Die kantonalen Polizeikorps und die Bundespolizei lassen Mitarbeiter mit Tarnpässen undercover ermitteln, gleiches tut der Nachrichtendienst. Dafür braucht es in der Regel eine gerichtliche Genehmigung. Wer als verdeckter Ermittler arbeitet, muss nicht zwingend Polizist sein. Selbst Ausländer kommen infrage.
Verdeckt ermittelt werden darf gemäss der Strafprozessordnung nur bei sehr schweren Straftaten wie Drogenschmuggel oder Geldwäscherei. Verbindungsleute und Spitzel erhalten eine Tarnidentität, um kriminelle Milieus zu infiltrieren.
Doch wie viele Tarnpässe schweizweit im Umlauf sind, bleibt unter Verschluss. Zu deren Zahl könne man «aus Sicherheitsüberlegungen» nichts sagen, heisst es beim Justizdepartement auf Anfrage der «Nordwestschweiz». Aus diesem Grund gebe es auch keine spezielle Statistik dafür.

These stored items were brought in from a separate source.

PR #1745, opened 2017-06-22
Add support for markdown templates in case detail

shubham1g5:
Case url: https://manage.dimagi.com/default.asp?255261#1352893

Added setUpMarkdown function to support Markdown templates.  Also extracted out the code for simple text template in a different function called setUpText for better modularity.

### DIFF
--- a/app/src/org/commcare/views/EntityDetailView.java
+++ b/app/src/org/commcare/views/EntityDetailView.java
@@ -115,13 +115,13 @@ public class EntityDetailView extends FrameLayout {
                             int index, int detailNumber) {
         super(context);
 
-        detailRow = (LinearLayout) View.inflate(context, R.layout.component_entity_detail_item, null);
-        label = (TextView) detailRow.findViewById(R.id.detail_type_text);
-        spacer = (TextView) detailRow.findViewById(R.id.entity_detail_spacer);
-        data = (TextView) detailRow.findViewById(R.id.detail_value_text);
+        detailRow = (LinearLayout)View.inflate(context, R.layout.component_entity_detail_item, null);
+        label = (TextView)detailRow.findViewById(R.id.detail_type_text);
+        spacer = (TextView)detailRow.findViewById(R.id.entity_detail_spacer);
+        data = (TextView)detailRow.findViewById(R.id.detail_value_text);
         currentView = data;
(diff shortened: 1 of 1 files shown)


app/src/org/commcare/views/EntityDetailView.java
```diff
@@ -213,6 +214,24 @@ public void setParams(Detail d, Entity e, int index, int detailNumber) {
         }
     }
 
+    private boolean setUpText(String textField) {
+        data.setText((textField));
+        updateCurrentView(TEXT, data);
+        return isTextVeryLong(textField);
+    }
+
+    private boolean isTextVeryLong(String textField) {
```
amstone326: :+1: :+1:

app/src/org/commcare/views/EntityDetailView.java
```diff
@@ -111,26 +115,26 @@ public EntityDetailView(Context context, Detail d, Entity e,
                             int index, int detailNumber) {
         super(context);
 
-        detailRow = (LinearLayout)View.inflate(context, R.layout.component_entity_detail_item, null);
-        label = (TextView)detailRow.findViewById(R.id.detail_type_text);
-        spacer = (TextView)detailRow.findViewById(R.id.entity_detail_spacer);
-        data = (TextView)detailRow.findViewById(R.id.detail_value_text);
+        detailRow = (LinearLayout) View.inflate(context, R.layout.component_entity_detail_item, null);
```
amstone326: Same note on casts as the other PR. Will show you how to make this stop happening as an interim measure

shubham1g5: Thanks. Was able to figure this out. Reformatted the code with cast spacing removed.

amstone326:
@ctsims this is good-to-go from my perspective, but you had 1 comment in the ticket that I'm not sure what to make of:

```Note that a Hyperlink text might look weird in the detail page due to color matching, so we should likely apply some sort of styling to hyperlinks in that context so they will look good against that background.```

I tried this on a phone and it looks fine to me, since the background will only ever be white or gray and the URL is blue. Is there something more you want done styling-wise?

ctsims:
@amstone326 If it looks fine in both configurations that sounds good to me! Merging

amstone326:
Release Note: Add support for markdown in case details

PR #1746, opened 2017-06-22
Memory Tuning for Optimizations

ctsims:
See cross requested PR: Implements hooks which switch async entity list loads to _not_ use bulk optimizations inside of the entity load (since they load one by one no matter what), and allow different amounts of heap memory to be used based on device.

cross-request: https://github.com/dimagi/commcare-core/pull/596

### DIFF
--- a/app/src/org/commcare/engine/cases/AndroidCaseInstanceTreeElement.java
+++ b/app/src/org/commcare/engine/cases/AndroidCaseInstanceTreeElement.java
@@ -16,6 +16,7 @@ import org.commcare.models.database.SqlStorage;
 import org.commcare.models.database.user.models.AndroidCaseIndexTable;
 import org.commcare.modern.engine.cases.CaseGroupResultCache;
 import org.commcare.modern.engine.cases.CaseIndexQuerySetTransform;
+import org.commcare.modern.engine.cases.CaseObjectCache;
 import org.commcare.modern.engine.cases.query.CaseIndexPrefetchHandler;
 import org.commcare.modern.util.PerformanceTuningUtil;
 import org.javarosa.core.model.instance.AbstractTreeElement;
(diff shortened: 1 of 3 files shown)


app/src/org/commcare/engine/cases/AndroidCaseInstanceTreeElement.java
```diff
@@ -278,23 +281,47 @@ public boolean isReferencePatternCachable(TreeReference ref) {
...
-        if(caseGroupCache != null && caseGroupCache.hasMatchingCaseSet(recordId)) {
-            if(!caseGroupCache.isLoaded(recordId)) {
-                EvaluationTrace loadTrace = new EvaluationTrace("Bulk Case Load");
+
+        CaseObjectCache caseObjectCache = getCaseObjectCacheIfRelevant(context);
+
+        if (caseObjectCache != null &&
+                (caseObjectCache.isLoaded(recordId) || canLoadCaseFromGroup(caseGroupCache, recordId))) {
+
+            if (!caseObjectCache.isLoaded(recordId)) {
```
amstone326: I think this can be simplified by adding this into to the above `if` statement

ctsims:
@amstone326 All PR Feedback Integrated

ctsims:
Pulling since PR feedback was integrated. 

@wspride Note that these changes will require minor updates to formplayer to match. Specifically 

https://github.com/dimagi/commcare-android/pull/1746/files#diff-1bb1940c04c07c8c092b902410858656R283

Will need to be updated. My guess is your implementation more or less is a copy/paste of this method anyway, so probably fine to re-copy/paste (should still be quite portable).

This should let formplayer run this stuff even faster though, since it'll let it have more memory for optimization.

wpride:
thanks @ctsims

PR #1748, opened 2017-06-25
Generalize text for entity list exception

shubham1g5:
Case URL: https://manage.dimagi.com/default.asp?255119#1353059
cross-request: https://github.com/dimagi/commcare-core/pull/600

Unklar ist überdies, wo und wie viele verdeckte Ermittler im Einsatz stehen. Entsprechende Daten sind nicht zugänglich. Die Sicherheitsbehörden des Bundes schweigen dazu, ebenso die Kantonspolizeien. Die angefragten Korps verweigern die Auskunft. «Aus ermittlungstaktischen Gründen» würden keine Zahlen veröffentlicht, sagt etwa Esther Surber von der Kantonspolizei Zürich. Mal ist die Rede von Sicherheitsbedenken, mal von «heiklen Informationen». Offen zeigt sich einzig die Kantonspolizei Aargau. Das Korps arbeitet laut Sprecher Bernhard Graser nicht mit verdeckten Ermittlern.
Mit anderen Worten: Die Öffentlichkeit kann sich nicht einmal eine Vorstellung machen, in welchem Ausmass die Schweizer Strafbehörden auf verdeckte Ermittlungen setzen.

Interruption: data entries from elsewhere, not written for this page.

PR #1749, opened 2017-06-27
Migrate all instances of PreferenceActivity to use PrferenceFragmentCompat

shubham1g5:
Case Url: https://manage.dimagi.com/default.asp?253212#1354692

- All preferences now use the common CommCarePreferenceFragment which serves as a super class and handles the common functionalities.
- We have a single activity called CommCarePreferenceActivity which initialises the respective preference fragment type depending on the intent extra 'extra_pref_type'.
- SessionAwarePreferenceActivity just adds the session listeners on top of CommCarePreferenceActivity and should be used if the preference screen is accessible after login.

### DIFF
--- a/app/src/org/commcare/fragments/CommCarePreferenceFragment.java
+++ b/app/src/org/commcare/fragments/CommCarePreferenceFragment.java
@@ -28,15 +28,15 @@ public abstract class CommCarePreferenceFragment extends PreferenceFragmentCompa
 
     @Override
     public void onCreatePreferences(Bundle savedInstanceState, String rootKey) {
-        GoogleAnalyticsUtils.reportPrefActivityEntry(GoogleAnalyticsFields.CATEGORY_CC_PREFS);
-        setupUI();
-        initPrefs();
+        GoogleAnalyticsUtils.reportPrefActivityEntry(getAnalyticsCategory());
+        setTitle();
+        initPrefsFile();
         loadPrefs();
     }
 
     @CallSuper
-    protected void initPrefs() {
-        if(isAppLevelPreference()) {
+    protected void initPrefsFile() {
+        if (isPersistentAppPreference()) {
             PreferenceManager prefMgr = getPreferenceManager();
             prefMgr.setSharedPreferencesName((CommCareApplication.instance().getCurrentApp().getPreferencesFilename()));
         }
@@ -54,7 +54,7 @@ public abstract class CommCarePreferenceFragment extends PreferenceFragmentCompa
     }
 
     @CallSuper
-    protected void setupUI() {
+    protected void setTitle() {
         if (getActivity() != null) {
             getActivity().setTitle(getTitle());
         }
@@ -78,17 +78,19 @@ public abstract class CommCarePreferenceFragment extends PreferenceFragmentCompa
         }
     }
 
+
+
     @Override
-    public void onStart() {
-        super.onStart();
+    public void onResume() {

Die unechten Identitäten sind das eine, die damit verbundenen Konsequenzen das andere. Theoretisch könnten die Besitzer zweier Identitäten sogar zweimal abstimmen gehen: einmal auf ihren echten Namen, ein zweites Mal mit ihren Tarnpapieren. Auch Missbräuche sind nicht ausgeschlossen. In Deutschland wurde ein Beamter des Nachrichtendienstes wegen Betrugs verurteilt – die Tat beging er unter seiner falschen Identität.
Hierzulande sorgte der Fall von Oskar Holenweger für Aufsehen. Der Bankier wurde 2011 vom Verdacht der Geldwäscherei freigesprochen. Das Bundesstrafgericht kritisierte den «teils unverhältnismässigen Einsatz» von verdeckten Ermittlern mit Tarnidentitäten, um sich in Holenwegers Umfeld einzuschleusen.

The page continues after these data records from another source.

PR #1751, opened 2017-06-29
Add stop feature to upload sync

shubham1g5:
Case url : https://manage.dimagi.com/default.asp?252457#1355469

- Add Stop button to send forms dialog
- Checks while sending forms if task is cancelled, if yes throws the TaskCancelledException to return FormUploadResult.FAILURE as result

### DIFF
--- a/app/src/org/commcare/activities/SyncCapableCommCareActivity.java
+++ b/app/src/org/commcare/activities/SyncCapableCommCareActivity.java
@@ -356,12 +356,14 @@ public abstract class SyncCapableCommCareActivity<T> extends SessionAwareCommCar
                 title = Localization.get("sync.progress.submitting.title");
                 message = Localization.get("sync.progress.submitting");
                 dialog = CustomProgressDialog.newInstance(title, message, taskId);
+                dialog.addCancelButton();
                 break;
             case ProcessAndSendTask.PROCESSING_PHASE_ID:
                 title = Localization.get("form.entry.processing.title");
                 message = Localization.get("form.entry.processing");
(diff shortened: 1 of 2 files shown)


amstone326:
@shubham1g5 Sweet, so fast! Did it turn out not to be necessary from a UI perspective to use a different `FormUploadResult` for cancellations?

shubham1g5:
@amstone326 It did not. There was no toast appearing on cancelling the task. So I just used the current FormUploadResult.FAILURE . Though we were assuming that a cancellation will only happen in case of a logout or when a session expires and were displaying a notification to the user saying the process interrupted due to a logout and will resume on login. So I added a check for login before showing the user here - https://github.com/dimagi/commcare-android/blob/d355f5d9fccc9ef993ec5667d5cebfd0a46a4847/app/src/org/commcare/tasks/ProcessAndSendTask.java#L512 . Though I am not sure if it's the right way to check if user is logged in or not!

amstone326:
@shubham1g5 Cool sounds good, and the way you did that looks right to me!

1 small request -- Can we add a toast that gets shown after manual cancellation that tells the user how many forms did get successfully sent before they cancelled?

shubham1g5:
@amstone326 Yeah. We can do that. We are only logging that number right now. Should I restore this branch ?

amstone326:
@shubham1g5 Fine to do it on this branch or a new one, whatever you prefer

amstone326:
Announce: There are some projects (mainly TDH) who will be really excited to hear about this. Should include in some sort of internal announcement after 2.38 is released

PR #1752, opened 2017-06-30
Managed Configurations

wpride:
Enables Google EMM to configure CommCare installation and login. 

Targeting for 2.38, ~~I'll need to release this on the Play Store (under some other package) in order to test~~ testing done and confirmed working


amstone326:
"I'll need to release this on the Play Store (under some other package) in order to test" @wpride Have you already done this? If not, is it safe to include this code in 2.38 before you have?

app/build.gradle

Gering ist der Wille zur Transparenz auch bei anderen Fragen. So sagen die Sicherheitsbehörden nichts dazu, wie verdeckte Ermittler rekrutiert werden. Der Fahnder einer Deutschschweizer Kantonspolizei bestätigt: Meist würden «Verdeckte» von aussen angeworben, weil sie am jeweiligen Ort noch keine Spuren hinterlassen hätten. Am liebsten arbeite man mit familiär ungebundenen Personen. Gerade der Aufbau falscher Identitäten ist aufwendig.
Wer weiss darüber Bescheid, wie viele falsche Pässe auf echte Namen in der Schweiz ausgestellt werden? «Zusätzliche Identitäten», wie es im Amtsjargon heisst, werden im Personenstandsregister verzeichnet. Nur ein eingeschränkter Personenkreis kann gemäss dem Justizdepartement auf diese Informationen zugreifen. Näher will man sich nicht äussern. Die Grundlagen von «zusätzlichen Identitäten» werden in der Zivilstandsverordnung geregelt, die derzeit revidiert wird.
Noch ist unklar, ob die Öffentlichkeit dereinst mehr über den Umfang von verdeckten Ermittlungen erfahren soll. Vorerst werden entsprechende Fälle nur ruchbar, wenn sie in einem Gerichtsprozess zur Sprache kommen. Wie bei «Rio», dem falschen Auftragsmörder von Genf.